Dataset entries:
- - -
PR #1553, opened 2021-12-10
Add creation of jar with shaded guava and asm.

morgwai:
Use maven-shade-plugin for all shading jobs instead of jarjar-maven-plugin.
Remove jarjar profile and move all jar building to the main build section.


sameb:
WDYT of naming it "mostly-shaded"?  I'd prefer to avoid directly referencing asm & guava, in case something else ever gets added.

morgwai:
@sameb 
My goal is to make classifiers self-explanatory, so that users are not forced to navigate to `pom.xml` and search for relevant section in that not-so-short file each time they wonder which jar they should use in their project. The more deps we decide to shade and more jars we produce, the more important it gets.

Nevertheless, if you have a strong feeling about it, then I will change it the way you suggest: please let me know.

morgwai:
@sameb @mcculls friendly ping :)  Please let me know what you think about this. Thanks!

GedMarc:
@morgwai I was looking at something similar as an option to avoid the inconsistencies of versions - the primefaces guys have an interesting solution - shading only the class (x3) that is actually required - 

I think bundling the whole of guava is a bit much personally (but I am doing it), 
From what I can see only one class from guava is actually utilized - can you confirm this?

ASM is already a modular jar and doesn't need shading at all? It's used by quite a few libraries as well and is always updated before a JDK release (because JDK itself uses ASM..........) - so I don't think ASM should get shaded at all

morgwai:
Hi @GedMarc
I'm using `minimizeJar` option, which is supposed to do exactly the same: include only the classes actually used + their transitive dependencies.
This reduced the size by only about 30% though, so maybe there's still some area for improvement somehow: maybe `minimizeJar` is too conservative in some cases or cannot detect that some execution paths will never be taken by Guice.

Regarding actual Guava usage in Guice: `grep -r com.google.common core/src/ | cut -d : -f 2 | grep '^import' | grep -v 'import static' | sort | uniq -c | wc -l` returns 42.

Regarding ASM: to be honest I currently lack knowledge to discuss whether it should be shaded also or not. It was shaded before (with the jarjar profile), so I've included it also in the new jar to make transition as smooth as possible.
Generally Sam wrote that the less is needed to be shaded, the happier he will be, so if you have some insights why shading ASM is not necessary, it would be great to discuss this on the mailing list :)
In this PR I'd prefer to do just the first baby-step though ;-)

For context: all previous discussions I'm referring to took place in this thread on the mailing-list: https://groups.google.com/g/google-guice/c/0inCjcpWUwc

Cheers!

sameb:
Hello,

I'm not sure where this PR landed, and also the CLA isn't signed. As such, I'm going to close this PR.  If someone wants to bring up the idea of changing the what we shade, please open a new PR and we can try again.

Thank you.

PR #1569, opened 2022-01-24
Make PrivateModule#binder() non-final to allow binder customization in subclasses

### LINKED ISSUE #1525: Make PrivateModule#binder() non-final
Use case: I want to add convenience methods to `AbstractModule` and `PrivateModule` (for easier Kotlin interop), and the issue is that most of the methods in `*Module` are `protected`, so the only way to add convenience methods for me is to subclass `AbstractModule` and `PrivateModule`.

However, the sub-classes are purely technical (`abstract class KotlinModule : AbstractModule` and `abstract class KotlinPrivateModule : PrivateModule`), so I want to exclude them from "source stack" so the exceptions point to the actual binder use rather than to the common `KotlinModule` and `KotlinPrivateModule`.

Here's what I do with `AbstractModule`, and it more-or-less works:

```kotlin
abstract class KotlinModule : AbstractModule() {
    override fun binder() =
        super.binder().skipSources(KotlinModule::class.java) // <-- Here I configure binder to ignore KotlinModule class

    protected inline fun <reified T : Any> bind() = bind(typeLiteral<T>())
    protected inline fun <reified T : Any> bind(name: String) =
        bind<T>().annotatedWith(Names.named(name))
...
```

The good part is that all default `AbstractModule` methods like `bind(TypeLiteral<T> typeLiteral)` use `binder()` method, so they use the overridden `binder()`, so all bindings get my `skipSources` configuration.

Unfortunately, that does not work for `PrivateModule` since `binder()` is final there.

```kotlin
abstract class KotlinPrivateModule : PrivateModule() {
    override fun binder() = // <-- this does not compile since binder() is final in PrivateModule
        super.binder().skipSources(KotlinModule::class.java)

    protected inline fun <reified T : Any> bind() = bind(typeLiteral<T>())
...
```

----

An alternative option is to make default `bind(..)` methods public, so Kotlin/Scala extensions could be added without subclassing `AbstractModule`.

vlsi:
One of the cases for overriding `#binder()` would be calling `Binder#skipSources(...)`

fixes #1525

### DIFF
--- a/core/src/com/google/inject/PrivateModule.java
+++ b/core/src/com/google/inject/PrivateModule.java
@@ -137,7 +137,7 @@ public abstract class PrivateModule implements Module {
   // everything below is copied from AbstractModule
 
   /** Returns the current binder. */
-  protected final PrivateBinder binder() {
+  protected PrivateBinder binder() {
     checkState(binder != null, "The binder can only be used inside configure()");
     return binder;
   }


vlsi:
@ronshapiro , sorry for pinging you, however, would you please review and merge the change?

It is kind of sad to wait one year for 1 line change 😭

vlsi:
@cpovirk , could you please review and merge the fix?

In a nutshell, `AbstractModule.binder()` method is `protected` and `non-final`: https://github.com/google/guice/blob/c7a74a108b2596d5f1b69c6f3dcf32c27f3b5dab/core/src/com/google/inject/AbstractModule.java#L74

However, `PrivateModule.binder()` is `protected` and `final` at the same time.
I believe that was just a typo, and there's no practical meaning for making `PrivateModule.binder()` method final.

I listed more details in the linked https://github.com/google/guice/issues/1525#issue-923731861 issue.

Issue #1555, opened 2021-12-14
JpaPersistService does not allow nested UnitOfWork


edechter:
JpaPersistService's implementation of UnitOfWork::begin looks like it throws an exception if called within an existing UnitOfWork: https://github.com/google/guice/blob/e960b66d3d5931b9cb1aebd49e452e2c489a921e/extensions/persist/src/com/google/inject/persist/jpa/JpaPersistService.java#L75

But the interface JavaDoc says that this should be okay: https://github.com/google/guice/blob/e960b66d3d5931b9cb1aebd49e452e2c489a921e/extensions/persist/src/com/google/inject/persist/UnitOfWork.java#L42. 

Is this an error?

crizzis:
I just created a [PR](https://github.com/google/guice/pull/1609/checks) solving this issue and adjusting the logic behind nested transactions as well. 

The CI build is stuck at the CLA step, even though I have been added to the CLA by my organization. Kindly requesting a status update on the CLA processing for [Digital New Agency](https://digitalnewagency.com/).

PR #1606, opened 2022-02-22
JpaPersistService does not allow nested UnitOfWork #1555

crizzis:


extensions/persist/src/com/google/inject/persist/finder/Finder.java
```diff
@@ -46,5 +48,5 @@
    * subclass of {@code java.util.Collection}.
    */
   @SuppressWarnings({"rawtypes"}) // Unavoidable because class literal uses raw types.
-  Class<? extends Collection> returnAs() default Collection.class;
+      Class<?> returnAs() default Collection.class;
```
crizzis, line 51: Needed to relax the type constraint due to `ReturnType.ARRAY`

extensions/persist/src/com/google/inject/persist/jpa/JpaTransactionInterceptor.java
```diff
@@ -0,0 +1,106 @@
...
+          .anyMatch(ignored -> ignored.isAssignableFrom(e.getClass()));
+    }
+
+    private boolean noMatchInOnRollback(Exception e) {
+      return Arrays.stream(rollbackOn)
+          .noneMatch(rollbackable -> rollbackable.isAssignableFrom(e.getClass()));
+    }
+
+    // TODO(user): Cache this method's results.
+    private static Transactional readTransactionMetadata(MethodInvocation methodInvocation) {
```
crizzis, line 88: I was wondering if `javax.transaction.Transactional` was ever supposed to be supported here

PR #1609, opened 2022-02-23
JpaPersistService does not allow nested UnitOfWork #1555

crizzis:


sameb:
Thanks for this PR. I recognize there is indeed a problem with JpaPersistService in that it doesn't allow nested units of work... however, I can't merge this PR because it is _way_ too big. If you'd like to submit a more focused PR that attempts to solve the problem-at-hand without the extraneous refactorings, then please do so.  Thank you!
- - -
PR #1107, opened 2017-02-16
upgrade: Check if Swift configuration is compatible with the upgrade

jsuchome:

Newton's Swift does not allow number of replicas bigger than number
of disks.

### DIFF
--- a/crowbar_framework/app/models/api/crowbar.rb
- - -
REQUIREMENT :: Exactly how many lines of the data include the word "configuration"? Reply with that number only.

COMPLETED EXERCISE :: 2